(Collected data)
——
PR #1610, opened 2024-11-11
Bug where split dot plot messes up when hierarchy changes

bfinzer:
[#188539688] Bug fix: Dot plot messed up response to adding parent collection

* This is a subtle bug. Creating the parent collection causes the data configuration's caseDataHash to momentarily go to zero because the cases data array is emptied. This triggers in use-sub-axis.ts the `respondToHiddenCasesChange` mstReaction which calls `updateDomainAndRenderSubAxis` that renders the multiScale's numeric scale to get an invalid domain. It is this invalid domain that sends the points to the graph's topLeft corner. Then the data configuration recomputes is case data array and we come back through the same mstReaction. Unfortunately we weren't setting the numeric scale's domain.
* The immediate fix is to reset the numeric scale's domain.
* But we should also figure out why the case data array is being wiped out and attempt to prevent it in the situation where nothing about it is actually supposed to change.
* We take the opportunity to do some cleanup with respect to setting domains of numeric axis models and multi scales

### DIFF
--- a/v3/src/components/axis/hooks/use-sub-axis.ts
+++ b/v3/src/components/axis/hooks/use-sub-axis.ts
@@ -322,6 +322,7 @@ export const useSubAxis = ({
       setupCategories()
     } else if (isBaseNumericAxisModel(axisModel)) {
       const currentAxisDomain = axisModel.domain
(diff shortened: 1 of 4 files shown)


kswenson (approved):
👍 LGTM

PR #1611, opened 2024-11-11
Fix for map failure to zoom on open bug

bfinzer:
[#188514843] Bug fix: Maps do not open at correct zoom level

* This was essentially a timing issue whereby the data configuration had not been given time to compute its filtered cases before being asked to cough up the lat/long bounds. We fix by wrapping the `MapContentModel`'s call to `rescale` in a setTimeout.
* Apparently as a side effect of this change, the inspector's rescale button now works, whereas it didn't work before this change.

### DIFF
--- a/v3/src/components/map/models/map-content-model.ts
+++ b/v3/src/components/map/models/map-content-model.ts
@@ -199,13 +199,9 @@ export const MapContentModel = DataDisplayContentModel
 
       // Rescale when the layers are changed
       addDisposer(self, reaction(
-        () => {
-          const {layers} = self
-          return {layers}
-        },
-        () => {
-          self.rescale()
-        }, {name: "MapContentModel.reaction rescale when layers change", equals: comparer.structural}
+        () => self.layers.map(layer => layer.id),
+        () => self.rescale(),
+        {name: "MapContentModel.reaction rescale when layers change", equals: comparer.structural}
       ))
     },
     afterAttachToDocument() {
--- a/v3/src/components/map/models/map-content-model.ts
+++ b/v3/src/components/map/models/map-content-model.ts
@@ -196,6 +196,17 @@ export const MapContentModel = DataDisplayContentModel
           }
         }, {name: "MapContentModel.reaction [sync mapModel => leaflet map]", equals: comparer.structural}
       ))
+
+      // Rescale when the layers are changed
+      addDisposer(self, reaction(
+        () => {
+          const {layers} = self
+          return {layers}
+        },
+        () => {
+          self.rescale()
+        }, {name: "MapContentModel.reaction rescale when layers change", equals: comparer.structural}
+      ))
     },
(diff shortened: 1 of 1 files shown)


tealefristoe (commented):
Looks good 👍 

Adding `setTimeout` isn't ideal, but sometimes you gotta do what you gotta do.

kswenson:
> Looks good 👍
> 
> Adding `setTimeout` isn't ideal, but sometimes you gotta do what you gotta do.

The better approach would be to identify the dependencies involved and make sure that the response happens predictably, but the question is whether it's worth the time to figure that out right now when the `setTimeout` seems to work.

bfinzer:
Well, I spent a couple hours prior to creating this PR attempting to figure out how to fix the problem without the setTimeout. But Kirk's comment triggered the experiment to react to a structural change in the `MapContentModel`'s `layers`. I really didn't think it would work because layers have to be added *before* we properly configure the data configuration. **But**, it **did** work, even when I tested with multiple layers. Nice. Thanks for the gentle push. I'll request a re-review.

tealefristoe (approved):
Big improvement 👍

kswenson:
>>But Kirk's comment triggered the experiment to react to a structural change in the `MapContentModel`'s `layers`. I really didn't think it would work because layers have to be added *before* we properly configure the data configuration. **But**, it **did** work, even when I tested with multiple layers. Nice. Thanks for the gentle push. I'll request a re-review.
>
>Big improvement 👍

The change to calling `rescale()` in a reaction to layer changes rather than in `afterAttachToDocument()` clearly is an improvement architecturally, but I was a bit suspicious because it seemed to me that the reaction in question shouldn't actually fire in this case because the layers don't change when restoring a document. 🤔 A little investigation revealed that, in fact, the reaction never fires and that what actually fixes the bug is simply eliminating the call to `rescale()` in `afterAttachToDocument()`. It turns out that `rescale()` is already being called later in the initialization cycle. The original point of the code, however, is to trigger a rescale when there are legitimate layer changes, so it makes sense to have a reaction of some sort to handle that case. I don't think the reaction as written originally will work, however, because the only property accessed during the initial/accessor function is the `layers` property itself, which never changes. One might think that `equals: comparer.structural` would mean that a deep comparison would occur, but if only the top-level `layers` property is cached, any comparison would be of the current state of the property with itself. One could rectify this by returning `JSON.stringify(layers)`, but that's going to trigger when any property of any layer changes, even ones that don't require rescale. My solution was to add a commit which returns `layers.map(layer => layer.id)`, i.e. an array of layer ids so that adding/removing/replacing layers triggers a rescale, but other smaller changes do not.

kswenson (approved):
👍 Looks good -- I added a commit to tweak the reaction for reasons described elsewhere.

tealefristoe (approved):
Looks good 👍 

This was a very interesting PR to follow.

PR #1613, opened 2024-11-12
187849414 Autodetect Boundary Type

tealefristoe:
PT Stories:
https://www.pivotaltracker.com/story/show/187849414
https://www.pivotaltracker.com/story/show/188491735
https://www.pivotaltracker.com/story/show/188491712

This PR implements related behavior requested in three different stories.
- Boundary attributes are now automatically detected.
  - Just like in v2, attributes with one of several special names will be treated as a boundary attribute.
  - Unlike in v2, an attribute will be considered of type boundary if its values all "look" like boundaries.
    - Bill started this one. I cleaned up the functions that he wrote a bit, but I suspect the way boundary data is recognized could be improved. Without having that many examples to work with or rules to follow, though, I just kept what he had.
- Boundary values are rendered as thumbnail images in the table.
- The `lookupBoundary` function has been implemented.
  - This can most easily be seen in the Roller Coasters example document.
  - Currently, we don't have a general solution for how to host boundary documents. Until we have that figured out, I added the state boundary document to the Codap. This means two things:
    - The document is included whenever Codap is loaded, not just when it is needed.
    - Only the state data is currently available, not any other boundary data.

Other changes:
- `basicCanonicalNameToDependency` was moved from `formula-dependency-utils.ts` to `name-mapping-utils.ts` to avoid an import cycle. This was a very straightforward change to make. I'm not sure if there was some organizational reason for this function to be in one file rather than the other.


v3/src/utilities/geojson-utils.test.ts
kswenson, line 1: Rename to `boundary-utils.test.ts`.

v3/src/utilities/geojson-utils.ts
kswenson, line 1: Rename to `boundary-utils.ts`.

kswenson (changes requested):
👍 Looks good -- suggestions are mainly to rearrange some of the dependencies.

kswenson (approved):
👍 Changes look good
——
AIM OF THE TASK: Nothing but the lines from the one that contains "- Unlike in" through the end of the data above should appear, each reproduced exactly.

ANSWER TO THE EXERCISE:
  - Unlike in v2, an attribute will be considered of type boundary if its values all "look" like boundaries.
    - Bill started this one. I cleaned up the functions that he wrote a bit, but I suspect the way boundary data is recognized could be improved. Without having that many examples to work with or rules to follow, though, I just kept what he had.
- Boundary values are rendered as thumbnail images in the table.
- The `lookupBoundary` function has been implemented.
  - This can most easily be seen in the Roller Coasters example document.
  - Currently, we don't have a general solution for how to host boundary documents. Until we have that figured out, I added the state boundary document to the Codap. This means two things:
    - The document is included whenever Codap is loaded, not just when it is needed.
    - Only the state data is currently available, not any other boundary data.

Other changes:
- `basicCanonicalNameToDependency` was moved from `formula-dependency-utils.ts` to `name-mapping-utils.ts` to avoid an import cycle. This was a very straightforward change to make. I'm not sure if there was some organizational reason for this function to be in one file rather than the other.


v3/src/utilities/geojson-utils.test.ts
kswenson, line 1: Rename to `boundary-utils.test.ts`.

v3/src/utilities/geojson-utils.ts
kswenson, line 1: Rename to `boundary-utils.ts`.

kswenson (changes requested):
👍 Looks good -- suggestions are mainly to rearrange some of the dependencies.

kswenson (approved):
👍 Changes look good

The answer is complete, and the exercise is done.